▶ [Task to complete]:
Once you find the line with "(diff shortened: 2 of 5 files shown)" in the entries below, return exactly every line from it through the line with "This contradicts the".

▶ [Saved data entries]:
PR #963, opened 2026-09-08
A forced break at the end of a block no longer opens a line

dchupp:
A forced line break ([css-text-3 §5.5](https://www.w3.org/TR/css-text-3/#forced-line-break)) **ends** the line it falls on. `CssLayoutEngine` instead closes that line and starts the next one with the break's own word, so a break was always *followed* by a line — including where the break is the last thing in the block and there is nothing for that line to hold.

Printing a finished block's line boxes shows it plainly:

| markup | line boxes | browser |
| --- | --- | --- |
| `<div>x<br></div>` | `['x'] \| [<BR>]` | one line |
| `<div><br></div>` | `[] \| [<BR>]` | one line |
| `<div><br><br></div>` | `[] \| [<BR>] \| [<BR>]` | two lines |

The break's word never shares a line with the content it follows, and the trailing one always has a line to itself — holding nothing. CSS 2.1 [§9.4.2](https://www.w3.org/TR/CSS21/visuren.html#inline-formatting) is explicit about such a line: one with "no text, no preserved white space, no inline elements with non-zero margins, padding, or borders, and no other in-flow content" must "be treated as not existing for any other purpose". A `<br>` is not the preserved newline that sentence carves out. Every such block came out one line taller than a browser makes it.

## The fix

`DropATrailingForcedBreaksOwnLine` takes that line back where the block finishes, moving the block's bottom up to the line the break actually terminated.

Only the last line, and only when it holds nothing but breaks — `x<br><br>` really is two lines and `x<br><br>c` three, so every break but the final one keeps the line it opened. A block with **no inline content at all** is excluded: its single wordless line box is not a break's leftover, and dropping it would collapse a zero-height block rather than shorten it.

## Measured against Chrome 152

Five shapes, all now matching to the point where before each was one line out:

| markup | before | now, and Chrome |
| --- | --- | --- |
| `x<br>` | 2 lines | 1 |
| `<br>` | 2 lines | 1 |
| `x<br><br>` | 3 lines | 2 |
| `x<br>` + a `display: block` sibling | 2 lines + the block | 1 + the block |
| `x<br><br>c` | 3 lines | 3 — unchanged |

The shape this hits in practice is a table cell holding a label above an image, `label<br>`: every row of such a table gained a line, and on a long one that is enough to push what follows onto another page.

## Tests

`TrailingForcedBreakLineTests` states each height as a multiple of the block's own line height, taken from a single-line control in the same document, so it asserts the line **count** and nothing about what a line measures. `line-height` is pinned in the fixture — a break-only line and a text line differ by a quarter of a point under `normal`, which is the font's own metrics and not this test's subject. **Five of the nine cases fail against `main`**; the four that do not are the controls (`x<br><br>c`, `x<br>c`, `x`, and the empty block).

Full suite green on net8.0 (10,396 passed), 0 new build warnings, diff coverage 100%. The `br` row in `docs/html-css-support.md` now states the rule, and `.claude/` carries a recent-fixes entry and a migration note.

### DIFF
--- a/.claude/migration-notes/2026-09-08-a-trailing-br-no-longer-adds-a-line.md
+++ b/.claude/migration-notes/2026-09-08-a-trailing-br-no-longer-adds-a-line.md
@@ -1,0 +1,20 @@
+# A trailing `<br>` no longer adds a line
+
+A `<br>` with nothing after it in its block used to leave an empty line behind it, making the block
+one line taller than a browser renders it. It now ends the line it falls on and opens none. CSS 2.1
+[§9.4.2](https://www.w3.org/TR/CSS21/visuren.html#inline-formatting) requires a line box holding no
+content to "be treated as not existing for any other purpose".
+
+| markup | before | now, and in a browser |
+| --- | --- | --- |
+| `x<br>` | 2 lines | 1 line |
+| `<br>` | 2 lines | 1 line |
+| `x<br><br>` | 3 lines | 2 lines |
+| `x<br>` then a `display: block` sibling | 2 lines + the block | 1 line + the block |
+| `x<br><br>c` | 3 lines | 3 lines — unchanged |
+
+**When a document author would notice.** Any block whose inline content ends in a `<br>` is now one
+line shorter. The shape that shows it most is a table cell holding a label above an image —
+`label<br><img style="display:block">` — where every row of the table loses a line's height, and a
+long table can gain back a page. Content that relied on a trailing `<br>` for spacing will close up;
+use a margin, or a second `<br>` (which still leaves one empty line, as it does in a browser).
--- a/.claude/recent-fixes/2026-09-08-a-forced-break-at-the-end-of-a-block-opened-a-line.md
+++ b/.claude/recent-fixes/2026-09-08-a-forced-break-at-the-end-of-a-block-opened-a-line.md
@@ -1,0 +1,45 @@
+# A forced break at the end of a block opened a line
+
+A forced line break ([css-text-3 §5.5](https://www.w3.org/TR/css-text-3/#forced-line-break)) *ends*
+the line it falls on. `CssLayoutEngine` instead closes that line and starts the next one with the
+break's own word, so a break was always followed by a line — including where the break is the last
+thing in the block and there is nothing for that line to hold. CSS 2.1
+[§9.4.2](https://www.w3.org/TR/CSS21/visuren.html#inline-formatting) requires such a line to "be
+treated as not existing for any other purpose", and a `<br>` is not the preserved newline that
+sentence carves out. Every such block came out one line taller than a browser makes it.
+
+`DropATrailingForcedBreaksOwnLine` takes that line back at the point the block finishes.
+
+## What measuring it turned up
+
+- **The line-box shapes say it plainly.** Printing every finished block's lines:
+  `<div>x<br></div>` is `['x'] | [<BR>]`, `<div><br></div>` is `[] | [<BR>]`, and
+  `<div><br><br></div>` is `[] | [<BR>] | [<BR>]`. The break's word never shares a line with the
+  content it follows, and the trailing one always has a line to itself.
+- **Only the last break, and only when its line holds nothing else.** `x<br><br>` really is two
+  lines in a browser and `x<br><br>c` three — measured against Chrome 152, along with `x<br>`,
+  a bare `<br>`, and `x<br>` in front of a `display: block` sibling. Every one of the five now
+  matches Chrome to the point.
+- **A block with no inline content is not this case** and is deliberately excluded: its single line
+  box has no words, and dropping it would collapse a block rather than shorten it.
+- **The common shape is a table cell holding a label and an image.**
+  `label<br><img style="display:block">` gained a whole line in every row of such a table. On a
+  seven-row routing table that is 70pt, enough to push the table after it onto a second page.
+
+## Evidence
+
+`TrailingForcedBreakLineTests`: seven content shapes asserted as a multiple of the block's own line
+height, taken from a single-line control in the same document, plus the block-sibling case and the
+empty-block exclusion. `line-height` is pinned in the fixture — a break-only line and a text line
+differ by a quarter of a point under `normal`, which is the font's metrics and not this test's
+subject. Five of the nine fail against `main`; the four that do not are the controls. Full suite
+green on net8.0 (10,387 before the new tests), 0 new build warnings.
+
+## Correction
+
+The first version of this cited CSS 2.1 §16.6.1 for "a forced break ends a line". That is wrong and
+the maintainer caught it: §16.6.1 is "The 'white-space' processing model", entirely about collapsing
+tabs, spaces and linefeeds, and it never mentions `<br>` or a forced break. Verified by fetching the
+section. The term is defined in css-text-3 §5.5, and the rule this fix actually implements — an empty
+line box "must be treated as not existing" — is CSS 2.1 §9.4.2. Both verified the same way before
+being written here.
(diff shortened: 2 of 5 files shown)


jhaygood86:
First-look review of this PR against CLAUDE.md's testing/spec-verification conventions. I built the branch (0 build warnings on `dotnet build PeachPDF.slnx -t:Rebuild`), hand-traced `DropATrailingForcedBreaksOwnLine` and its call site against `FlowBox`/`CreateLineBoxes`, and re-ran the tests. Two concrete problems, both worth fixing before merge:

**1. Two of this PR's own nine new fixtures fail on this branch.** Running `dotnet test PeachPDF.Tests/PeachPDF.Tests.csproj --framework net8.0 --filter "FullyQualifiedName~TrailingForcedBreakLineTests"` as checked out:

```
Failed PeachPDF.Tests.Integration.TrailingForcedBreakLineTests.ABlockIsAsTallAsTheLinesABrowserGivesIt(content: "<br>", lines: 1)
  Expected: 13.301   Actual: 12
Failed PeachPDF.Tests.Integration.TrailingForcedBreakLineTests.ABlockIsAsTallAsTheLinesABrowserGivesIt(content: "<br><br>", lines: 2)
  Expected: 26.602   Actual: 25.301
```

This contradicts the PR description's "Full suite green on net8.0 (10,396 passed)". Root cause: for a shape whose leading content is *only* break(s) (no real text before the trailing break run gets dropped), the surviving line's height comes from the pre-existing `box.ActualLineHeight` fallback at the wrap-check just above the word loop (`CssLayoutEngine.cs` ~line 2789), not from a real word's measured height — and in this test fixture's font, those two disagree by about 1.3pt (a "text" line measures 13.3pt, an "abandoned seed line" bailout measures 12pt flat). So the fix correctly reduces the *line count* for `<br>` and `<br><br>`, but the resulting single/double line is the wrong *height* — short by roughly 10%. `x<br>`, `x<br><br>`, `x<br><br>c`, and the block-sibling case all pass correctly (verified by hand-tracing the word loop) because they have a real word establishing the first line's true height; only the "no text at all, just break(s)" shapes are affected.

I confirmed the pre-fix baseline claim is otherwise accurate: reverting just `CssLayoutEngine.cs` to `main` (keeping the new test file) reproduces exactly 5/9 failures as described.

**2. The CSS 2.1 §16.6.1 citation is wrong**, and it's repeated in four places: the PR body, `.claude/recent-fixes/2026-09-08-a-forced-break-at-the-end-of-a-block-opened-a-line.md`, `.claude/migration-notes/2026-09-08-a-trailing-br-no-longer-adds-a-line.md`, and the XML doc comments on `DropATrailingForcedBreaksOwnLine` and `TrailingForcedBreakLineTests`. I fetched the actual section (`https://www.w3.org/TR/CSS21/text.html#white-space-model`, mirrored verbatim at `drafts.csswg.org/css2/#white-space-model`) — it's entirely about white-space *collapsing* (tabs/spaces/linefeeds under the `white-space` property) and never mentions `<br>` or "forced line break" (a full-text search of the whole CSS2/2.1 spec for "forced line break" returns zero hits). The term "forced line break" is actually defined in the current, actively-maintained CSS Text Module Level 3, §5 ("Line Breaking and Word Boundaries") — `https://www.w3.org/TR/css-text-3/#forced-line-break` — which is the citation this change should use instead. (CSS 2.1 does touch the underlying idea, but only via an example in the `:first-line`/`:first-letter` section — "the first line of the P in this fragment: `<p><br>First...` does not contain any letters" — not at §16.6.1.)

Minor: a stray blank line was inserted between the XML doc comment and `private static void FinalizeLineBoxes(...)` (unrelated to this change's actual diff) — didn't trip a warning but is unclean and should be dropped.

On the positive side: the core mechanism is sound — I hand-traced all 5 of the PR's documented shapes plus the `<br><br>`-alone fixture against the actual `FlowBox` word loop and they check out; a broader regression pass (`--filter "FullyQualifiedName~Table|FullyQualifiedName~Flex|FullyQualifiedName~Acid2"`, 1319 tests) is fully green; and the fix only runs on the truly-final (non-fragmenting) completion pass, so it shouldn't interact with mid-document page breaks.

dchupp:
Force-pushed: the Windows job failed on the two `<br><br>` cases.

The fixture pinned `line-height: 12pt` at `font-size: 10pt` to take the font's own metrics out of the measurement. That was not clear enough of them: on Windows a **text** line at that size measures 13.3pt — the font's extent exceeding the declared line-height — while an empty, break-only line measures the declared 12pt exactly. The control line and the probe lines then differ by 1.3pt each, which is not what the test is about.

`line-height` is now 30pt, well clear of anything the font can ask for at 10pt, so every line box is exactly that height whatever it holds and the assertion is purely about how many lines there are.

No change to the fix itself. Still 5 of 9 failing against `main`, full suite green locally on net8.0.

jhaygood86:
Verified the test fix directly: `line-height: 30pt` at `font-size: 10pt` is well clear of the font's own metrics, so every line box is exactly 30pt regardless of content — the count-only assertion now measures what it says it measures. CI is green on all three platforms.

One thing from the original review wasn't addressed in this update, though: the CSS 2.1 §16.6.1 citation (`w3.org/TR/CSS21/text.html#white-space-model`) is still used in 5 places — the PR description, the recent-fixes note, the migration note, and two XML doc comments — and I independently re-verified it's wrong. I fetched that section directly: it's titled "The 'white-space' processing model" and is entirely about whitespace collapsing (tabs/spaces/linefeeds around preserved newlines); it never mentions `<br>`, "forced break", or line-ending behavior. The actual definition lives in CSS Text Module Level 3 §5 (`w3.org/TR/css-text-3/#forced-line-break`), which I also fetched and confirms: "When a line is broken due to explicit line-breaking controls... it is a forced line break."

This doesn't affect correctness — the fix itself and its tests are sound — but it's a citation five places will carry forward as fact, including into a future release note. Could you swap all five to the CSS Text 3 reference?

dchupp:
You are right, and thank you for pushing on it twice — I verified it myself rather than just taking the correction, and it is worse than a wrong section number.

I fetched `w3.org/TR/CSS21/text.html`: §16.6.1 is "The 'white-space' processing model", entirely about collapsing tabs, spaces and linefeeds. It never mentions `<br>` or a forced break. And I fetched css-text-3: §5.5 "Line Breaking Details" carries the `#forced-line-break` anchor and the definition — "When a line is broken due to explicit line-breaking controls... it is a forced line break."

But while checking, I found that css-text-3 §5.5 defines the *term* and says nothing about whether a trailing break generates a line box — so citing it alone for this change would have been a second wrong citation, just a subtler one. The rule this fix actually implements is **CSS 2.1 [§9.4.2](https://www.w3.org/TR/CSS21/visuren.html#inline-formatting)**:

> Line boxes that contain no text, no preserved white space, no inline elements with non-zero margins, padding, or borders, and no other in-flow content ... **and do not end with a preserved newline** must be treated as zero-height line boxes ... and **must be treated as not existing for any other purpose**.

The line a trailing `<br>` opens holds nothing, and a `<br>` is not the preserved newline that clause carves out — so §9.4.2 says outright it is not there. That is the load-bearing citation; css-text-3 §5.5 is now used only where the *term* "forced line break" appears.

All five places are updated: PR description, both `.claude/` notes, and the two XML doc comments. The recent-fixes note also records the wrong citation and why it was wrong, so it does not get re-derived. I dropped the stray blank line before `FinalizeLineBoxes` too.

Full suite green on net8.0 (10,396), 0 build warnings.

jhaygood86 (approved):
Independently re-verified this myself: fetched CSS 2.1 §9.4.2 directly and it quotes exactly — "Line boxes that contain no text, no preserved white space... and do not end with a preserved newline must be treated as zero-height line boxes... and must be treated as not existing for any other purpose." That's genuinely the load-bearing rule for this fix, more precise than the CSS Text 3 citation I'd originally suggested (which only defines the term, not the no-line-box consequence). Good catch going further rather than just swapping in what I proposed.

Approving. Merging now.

▶ [Output for this exercise]:
(diff shortened: 2 of 5 files shown)


jhaygood86:
First-look review of this PR against CLAUDE.md's testing/spec-verification conventions. I built the branch (0 build warnings on `dotnet build PeachPDF.slnx -t:Rebuild`), hand-traced `DropATrailingForcedBreaksOwnLine` and its call site against `FlowBox`/`CreateLineBoxes`, and re-ran the tests. Two concrete problems, both worth fixing before merge:

**1. Two of this PR's own nine new fixtures fail on this branch.** Running `dotnet test PeachPDF.Tests/PeachPDF.Tests.csproj --framework net8.0 --filter "FullyQualifiedName~TrailingForcedBreakLineTests"` as checked out:

```
Failed PeachPDF.Tests.Integration.TrailingForcedBreakLineTests.ABlockIsAsTallAsTheLinesABrowserGivesIt(content: "<br>", lines: 1)
  Expected: 13.301   Actual: 12
Failed PeachPDF.Tests.Integration.TrailingForcedBreakLineTests.ABlockIsAsTallAsTheLinesABrowserGivesIt(content: "<br><br>", lines: 2)
  Expected: 26.602   Actual: 25.301
```

This contradicts the PR description's "Full suite green on net8.0 (10,396 passed)". Root cause: for a shape whose leading content is *only* break(s) (no real text before the trailing break run gets dropped), the surviving line's height comes from the pre-existing `box.ActualLineHeight` fallback at the wrap-check just above the word loop (`CssLayoutEngine.cs` ~line 2789), not from a real word's measured height — and in this test fixture's font, those two disagree by about 1.3pt (a "text" line measures 13.3pt, an "abandoned seed line" bailout measures 12pt flat). So the fix correctly reduces the *line count* for `<br>` and `<br><br>`, but the resulting single/double line is the wrong *height* — short by roughly 10%. `x<br>`, `x<br><br>`, `x<br><br>c`, and the block-sibling case all pass correctly (verified by hand-tracing the word loop) because they have a real word establishing the first line's true height; only the "no text at all, just break(s)" shapes are affected.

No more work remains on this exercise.